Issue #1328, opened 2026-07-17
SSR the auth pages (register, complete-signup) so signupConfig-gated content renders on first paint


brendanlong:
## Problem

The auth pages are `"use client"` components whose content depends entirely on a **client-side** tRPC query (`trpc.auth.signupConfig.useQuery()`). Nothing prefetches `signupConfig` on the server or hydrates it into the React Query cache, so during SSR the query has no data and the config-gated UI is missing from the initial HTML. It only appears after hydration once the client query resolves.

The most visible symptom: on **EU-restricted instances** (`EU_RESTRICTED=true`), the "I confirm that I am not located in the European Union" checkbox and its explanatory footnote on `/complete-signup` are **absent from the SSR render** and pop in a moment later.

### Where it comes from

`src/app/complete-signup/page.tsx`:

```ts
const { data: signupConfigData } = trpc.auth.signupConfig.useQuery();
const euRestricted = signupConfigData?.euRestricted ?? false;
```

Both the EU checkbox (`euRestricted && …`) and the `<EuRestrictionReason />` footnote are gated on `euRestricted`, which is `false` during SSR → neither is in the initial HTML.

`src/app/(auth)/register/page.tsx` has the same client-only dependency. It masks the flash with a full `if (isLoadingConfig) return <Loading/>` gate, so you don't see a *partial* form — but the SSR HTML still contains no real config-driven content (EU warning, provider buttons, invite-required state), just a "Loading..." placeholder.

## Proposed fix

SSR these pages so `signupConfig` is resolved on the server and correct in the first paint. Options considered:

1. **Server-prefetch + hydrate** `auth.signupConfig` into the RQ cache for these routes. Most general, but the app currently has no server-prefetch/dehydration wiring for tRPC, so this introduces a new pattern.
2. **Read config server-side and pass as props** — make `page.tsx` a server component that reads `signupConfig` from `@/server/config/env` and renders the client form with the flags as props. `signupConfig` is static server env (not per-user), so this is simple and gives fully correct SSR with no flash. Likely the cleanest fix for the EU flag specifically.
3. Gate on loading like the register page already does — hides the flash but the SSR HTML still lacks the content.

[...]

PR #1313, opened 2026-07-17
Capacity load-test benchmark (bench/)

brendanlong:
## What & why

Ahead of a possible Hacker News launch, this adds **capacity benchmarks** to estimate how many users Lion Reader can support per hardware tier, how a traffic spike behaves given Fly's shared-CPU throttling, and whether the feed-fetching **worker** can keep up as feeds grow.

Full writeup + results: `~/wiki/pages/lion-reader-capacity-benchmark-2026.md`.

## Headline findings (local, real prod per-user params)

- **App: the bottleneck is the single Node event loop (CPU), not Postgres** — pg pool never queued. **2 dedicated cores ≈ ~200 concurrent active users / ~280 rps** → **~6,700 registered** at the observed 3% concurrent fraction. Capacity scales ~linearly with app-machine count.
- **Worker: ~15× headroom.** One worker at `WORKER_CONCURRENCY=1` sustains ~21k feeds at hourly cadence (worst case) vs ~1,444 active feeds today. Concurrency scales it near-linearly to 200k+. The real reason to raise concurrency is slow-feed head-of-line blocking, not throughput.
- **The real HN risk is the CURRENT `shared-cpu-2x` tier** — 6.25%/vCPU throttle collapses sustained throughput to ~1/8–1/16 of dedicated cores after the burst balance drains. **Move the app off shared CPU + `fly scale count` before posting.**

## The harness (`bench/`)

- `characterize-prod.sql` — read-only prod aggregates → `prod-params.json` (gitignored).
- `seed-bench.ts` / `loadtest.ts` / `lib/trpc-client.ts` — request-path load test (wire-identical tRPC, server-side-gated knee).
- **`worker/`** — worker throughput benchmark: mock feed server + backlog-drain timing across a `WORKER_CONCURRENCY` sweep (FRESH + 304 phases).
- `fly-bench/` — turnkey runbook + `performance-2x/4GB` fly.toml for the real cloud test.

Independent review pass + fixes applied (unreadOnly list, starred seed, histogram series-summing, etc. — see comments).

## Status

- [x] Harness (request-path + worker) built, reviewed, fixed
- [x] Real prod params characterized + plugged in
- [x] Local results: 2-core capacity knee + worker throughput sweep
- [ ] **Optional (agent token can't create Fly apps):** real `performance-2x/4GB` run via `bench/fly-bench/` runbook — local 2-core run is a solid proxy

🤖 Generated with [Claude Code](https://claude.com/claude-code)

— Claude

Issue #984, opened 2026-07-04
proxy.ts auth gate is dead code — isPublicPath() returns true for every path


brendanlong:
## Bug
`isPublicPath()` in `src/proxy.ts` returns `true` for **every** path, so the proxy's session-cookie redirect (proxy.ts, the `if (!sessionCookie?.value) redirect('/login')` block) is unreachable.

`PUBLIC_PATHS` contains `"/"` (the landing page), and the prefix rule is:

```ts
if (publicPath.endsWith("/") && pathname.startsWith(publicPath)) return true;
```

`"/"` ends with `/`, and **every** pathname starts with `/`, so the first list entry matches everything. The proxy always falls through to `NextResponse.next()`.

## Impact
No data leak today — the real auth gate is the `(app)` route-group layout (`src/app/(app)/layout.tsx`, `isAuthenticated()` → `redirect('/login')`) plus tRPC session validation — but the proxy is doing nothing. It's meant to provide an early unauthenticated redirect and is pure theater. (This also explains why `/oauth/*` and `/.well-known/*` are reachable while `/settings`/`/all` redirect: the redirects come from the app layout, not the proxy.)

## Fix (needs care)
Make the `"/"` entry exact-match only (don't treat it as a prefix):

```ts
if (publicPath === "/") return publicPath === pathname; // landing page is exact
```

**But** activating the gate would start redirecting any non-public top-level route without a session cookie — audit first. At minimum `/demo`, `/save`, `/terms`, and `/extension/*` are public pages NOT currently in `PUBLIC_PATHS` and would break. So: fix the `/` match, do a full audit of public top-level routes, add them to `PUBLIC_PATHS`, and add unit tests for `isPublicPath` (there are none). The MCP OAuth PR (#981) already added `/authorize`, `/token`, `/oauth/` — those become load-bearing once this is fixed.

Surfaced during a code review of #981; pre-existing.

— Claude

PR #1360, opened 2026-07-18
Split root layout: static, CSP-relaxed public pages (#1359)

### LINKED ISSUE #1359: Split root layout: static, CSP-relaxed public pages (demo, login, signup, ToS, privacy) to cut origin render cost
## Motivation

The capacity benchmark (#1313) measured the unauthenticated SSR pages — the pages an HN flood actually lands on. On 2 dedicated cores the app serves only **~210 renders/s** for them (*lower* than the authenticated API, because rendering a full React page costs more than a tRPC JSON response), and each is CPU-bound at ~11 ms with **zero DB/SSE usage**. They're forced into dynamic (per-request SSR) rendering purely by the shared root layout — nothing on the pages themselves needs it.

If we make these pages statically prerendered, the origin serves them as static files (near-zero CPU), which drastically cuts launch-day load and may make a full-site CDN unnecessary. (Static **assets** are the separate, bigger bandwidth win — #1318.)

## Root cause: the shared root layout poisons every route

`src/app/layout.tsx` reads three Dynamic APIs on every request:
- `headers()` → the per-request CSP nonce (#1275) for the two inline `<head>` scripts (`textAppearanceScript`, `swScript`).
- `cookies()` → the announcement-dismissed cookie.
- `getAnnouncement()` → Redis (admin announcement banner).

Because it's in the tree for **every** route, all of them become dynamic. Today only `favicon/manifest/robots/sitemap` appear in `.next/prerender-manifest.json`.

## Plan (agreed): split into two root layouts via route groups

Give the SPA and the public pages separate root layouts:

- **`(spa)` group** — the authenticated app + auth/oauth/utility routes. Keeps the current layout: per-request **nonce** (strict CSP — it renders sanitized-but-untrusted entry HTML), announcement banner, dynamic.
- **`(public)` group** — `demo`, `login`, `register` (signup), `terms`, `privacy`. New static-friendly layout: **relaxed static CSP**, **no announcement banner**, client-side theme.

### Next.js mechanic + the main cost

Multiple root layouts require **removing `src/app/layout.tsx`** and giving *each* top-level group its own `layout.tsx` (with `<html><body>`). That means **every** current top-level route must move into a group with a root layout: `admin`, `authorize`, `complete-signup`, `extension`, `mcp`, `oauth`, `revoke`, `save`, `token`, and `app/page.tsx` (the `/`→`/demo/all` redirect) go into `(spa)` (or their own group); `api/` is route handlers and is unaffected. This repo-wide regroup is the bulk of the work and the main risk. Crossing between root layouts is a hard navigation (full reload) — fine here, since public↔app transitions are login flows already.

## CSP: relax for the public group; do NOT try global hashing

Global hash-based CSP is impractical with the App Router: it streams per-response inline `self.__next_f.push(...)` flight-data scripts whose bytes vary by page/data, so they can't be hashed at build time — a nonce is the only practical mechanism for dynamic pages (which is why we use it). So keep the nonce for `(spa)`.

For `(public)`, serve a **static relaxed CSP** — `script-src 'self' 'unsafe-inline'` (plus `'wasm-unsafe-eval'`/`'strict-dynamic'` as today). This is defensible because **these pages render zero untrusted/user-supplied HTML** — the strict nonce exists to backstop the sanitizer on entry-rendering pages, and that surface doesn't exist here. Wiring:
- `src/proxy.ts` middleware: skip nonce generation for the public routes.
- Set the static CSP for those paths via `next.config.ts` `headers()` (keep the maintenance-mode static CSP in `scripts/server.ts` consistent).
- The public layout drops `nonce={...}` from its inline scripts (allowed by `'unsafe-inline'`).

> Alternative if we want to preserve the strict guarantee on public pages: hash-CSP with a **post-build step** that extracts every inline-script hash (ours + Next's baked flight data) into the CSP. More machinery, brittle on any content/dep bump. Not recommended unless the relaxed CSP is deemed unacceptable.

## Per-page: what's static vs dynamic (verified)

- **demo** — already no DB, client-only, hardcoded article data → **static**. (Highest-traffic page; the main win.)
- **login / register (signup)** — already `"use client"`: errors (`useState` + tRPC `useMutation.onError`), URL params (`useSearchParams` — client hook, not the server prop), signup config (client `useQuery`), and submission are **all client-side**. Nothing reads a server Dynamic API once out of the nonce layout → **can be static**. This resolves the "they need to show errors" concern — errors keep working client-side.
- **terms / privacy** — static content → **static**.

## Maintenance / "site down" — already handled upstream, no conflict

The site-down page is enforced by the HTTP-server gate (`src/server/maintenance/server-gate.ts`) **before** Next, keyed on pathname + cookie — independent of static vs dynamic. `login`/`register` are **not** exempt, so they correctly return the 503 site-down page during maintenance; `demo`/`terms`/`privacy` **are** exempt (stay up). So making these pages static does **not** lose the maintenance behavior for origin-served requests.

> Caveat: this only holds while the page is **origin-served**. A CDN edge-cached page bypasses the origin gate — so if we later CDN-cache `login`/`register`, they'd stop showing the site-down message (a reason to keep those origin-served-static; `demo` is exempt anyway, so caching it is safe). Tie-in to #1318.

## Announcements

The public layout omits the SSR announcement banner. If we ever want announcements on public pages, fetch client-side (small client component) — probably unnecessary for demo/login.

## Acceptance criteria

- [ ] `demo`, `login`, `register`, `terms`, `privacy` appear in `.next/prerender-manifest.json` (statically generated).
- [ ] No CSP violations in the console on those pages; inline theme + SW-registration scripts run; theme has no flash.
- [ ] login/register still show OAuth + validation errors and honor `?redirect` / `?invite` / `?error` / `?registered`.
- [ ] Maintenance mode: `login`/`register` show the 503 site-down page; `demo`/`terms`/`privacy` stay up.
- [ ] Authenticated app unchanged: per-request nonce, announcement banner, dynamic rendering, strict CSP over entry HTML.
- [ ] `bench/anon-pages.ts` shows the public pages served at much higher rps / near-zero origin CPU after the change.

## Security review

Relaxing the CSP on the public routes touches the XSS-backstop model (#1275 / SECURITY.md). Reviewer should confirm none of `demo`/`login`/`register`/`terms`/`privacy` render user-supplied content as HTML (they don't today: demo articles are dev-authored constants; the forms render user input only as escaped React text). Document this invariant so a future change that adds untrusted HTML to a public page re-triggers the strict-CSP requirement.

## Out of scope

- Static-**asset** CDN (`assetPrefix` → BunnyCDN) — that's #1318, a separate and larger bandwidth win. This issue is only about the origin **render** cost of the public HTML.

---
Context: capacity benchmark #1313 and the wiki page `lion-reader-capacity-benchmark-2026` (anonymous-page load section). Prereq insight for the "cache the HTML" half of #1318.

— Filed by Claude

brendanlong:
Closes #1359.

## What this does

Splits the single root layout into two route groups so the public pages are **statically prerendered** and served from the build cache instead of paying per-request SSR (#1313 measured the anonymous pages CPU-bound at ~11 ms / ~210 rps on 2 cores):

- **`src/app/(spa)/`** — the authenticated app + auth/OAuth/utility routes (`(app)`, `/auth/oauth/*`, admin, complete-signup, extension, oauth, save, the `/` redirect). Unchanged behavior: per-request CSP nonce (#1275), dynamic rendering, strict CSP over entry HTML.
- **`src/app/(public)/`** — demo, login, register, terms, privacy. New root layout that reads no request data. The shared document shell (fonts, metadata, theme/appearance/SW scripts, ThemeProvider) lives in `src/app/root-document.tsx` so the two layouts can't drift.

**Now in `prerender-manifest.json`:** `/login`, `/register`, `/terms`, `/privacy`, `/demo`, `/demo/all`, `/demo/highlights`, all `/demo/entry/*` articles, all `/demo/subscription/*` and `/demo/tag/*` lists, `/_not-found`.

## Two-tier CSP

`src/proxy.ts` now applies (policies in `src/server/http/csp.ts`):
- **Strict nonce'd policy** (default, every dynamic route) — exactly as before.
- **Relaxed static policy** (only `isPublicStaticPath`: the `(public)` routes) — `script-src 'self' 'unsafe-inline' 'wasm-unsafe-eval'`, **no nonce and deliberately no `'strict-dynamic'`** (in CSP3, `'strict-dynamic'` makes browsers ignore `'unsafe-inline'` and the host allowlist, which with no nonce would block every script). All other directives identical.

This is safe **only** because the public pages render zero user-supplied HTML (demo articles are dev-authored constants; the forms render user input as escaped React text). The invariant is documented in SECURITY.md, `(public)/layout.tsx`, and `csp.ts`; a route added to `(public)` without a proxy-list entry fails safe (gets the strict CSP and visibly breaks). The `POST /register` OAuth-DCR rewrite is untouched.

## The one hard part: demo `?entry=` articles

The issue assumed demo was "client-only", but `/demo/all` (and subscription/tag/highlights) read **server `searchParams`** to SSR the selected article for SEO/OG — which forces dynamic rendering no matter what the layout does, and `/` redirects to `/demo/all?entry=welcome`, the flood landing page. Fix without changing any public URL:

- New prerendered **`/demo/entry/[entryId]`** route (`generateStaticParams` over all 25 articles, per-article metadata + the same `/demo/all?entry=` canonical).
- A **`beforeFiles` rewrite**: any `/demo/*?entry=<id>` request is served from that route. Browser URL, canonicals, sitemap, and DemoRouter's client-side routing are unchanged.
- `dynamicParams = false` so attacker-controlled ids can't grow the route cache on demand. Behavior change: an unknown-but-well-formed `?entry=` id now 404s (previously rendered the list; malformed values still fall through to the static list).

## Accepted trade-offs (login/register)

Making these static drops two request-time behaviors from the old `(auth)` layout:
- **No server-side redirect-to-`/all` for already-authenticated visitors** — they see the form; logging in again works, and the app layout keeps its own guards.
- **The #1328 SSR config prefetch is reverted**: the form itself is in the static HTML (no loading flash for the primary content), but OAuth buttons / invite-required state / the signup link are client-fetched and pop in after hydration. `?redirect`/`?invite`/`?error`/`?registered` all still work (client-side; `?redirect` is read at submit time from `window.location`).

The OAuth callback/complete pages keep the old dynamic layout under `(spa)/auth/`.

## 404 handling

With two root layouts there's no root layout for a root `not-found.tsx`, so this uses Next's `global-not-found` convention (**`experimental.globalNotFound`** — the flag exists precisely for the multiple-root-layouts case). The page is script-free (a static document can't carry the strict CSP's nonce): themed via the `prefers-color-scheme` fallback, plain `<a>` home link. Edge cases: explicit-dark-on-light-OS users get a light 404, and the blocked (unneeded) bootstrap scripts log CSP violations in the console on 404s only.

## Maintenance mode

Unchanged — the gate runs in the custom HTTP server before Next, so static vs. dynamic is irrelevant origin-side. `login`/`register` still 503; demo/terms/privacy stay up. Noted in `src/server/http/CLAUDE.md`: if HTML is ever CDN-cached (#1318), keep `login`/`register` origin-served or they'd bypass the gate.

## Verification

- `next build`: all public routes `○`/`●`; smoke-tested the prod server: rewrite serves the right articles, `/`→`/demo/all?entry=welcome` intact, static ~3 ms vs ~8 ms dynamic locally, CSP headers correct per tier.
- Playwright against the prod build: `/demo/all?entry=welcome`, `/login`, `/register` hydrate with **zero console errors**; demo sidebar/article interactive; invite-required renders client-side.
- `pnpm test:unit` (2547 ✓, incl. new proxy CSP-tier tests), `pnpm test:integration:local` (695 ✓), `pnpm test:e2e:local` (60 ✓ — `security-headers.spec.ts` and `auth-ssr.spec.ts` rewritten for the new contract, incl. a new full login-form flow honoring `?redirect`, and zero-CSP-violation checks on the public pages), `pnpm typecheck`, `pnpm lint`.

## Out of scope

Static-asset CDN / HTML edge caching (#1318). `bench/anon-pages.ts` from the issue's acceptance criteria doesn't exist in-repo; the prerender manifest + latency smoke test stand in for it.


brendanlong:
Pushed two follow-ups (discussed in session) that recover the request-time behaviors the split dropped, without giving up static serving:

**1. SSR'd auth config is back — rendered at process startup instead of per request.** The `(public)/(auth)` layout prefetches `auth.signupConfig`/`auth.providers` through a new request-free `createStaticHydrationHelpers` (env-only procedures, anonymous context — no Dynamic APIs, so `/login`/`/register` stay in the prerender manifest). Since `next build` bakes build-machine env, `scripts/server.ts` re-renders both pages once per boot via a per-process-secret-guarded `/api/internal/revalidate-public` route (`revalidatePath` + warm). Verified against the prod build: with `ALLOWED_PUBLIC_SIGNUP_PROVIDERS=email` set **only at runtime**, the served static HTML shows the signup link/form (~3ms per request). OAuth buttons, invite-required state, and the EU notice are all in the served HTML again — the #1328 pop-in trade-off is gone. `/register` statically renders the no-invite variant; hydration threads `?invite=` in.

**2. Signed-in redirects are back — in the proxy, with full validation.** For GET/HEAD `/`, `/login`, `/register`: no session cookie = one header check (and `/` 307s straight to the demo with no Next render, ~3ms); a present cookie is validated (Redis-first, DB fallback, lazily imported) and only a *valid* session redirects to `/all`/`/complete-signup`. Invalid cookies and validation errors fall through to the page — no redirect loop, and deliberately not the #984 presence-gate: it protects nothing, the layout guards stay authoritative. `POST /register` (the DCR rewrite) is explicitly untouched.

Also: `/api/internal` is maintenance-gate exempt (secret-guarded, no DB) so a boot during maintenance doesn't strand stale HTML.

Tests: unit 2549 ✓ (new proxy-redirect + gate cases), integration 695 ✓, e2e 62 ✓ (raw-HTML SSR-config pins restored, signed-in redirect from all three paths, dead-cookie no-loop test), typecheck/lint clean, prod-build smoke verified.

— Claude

__________

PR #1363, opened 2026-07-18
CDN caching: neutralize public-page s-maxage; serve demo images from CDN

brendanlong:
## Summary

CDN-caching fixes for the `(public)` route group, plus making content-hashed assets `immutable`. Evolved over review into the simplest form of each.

__________

Description of the task: Reproduce only the lines above, starting at the line with "Issue #1328, opened 2026-07-17" and ending at the line with "SSR these pages", exactly as written.

Answer box:
Issue #1328, opened 2026-07-17
SSR the auth pages (register, complete-signup) so signupConfig-gated content renders on first paint


brendanlong:
## Problem

The auth pages are `"use client"` components whose content depends entirely on a **client-side** tRPC query (`trpc.auth.signupConfig.useQuery()`). Nothing prefetches `signupConfig` on the server or hydrates it into the React Query cache, so during SSR the query has no data and the config-gated UI is missing from the initial HTML. It only appears after hydration once the client query resolves.

The most visible symptom: on **EU-restricted instances** (`EU_RESTRICTED=true`), the "I confirm that I am not located in the European Union" checkbox and its explanatory footnote on `/complete-signup` are **absent from the SSR render** and pop in a moment later.

### Where it comes from

`src/app/complete-signup/page.tsx`:

```ts
const { data: signupConfigData } = trpc.auth.signupConfig.useQuery();
const euRestricted = signupConfigData?.euRestricted ?? false;
```

Both the EU checkbox (`euRestricted && …`) and the `<EuRestrictionReason />` footnote are gated on `euRestricted`, which is `false` during SSR → neither is in the initial HTML.

`src/app/(auth)/register/page.tsx` has the same client-only dependency. It masks the flash with a full `if (isLoadingConfig) return <Loading/>` gate, so you don't see a *partial* form — but the SSR HTML still contains no real config-driven content (EU warning, provider buttons, invite-required state), just a "Loading..." placeholder.

## Proposed fix

SSR these pages so `signupConfig` is resolved on the server and correct in the first paint. Options considered:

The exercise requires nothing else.